━━ Extracted information

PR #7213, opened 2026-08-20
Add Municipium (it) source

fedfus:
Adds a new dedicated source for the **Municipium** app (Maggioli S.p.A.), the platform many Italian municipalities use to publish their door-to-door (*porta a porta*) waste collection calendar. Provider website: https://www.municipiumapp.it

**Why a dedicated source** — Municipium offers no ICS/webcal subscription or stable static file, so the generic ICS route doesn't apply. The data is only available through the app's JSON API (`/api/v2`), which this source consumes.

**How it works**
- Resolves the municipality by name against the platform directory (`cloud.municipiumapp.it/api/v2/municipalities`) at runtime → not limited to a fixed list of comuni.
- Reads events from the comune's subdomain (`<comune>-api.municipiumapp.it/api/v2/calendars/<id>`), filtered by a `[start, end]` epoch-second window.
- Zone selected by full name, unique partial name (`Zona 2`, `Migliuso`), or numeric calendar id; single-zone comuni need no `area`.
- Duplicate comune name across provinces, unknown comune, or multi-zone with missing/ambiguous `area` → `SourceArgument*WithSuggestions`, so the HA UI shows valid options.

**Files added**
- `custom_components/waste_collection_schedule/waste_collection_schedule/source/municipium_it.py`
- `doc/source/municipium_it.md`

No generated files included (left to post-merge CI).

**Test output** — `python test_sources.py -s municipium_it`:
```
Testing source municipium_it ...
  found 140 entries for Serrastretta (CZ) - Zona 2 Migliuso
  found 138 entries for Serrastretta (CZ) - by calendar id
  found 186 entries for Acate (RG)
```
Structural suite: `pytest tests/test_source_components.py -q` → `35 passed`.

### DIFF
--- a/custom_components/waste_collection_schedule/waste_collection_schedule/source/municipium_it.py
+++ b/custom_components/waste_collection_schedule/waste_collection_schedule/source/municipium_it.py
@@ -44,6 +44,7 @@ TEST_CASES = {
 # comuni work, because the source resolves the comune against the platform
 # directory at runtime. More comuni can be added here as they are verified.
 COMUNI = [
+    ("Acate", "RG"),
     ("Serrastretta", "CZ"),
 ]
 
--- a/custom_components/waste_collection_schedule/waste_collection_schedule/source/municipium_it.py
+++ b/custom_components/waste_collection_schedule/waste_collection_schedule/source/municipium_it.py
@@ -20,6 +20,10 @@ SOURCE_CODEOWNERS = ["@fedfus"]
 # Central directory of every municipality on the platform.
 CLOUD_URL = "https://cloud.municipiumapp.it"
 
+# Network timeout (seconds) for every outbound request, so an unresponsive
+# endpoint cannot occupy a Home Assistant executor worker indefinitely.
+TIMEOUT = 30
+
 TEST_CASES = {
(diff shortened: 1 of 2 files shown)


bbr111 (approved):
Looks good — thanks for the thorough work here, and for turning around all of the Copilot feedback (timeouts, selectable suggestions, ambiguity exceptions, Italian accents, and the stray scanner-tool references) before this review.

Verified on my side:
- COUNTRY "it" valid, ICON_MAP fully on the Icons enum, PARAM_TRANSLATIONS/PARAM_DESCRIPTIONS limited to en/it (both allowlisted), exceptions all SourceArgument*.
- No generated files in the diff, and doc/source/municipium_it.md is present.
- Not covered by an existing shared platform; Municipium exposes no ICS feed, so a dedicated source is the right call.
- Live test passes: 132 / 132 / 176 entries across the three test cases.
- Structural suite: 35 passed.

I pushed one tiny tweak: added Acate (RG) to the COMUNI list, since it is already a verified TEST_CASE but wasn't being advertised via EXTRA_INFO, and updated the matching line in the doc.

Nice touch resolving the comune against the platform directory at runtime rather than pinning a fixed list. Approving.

━━━━

Work order —
Report each line of the data in which "SourceArgument" occurs.

Output for this exercise —
- Duplicate comune name across provinces, unknown comune, or multi-zone with missing/ambiguous `area` → `SourceArgument*WithSuggestions`, so the HA UI shows valid options.
- COUNTRY "it" valid, ICON_MAP fully on the Icons enum, PARAM_TRANSLATIONS/PARAM_DESCRIPTIONS limited to en/it (both allowlisted), exceptions all SourceArgument*.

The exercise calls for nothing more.